▶ _WORK REQUEST_: Give the listing again in full, exactly as it appears.

▶ _AVAILABLE RECORDS_:
PR #723, opened 2020-02-24
Readmes rach java3

Rachael-E:
Next batch of readmes ready for review. @sorenoid please could you take a first look when you have the opportunity? thanks!

- SceneLayerSelection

▶ _WRITTEN ANSWER_:
PR #723, opened 2020-02-24
Readmes rach java3

Rachael-E:
Next batch of readmes ready for review. @sorenoid please could you take a first look when you have the opportunity? thanks!

- SceneLayerSelection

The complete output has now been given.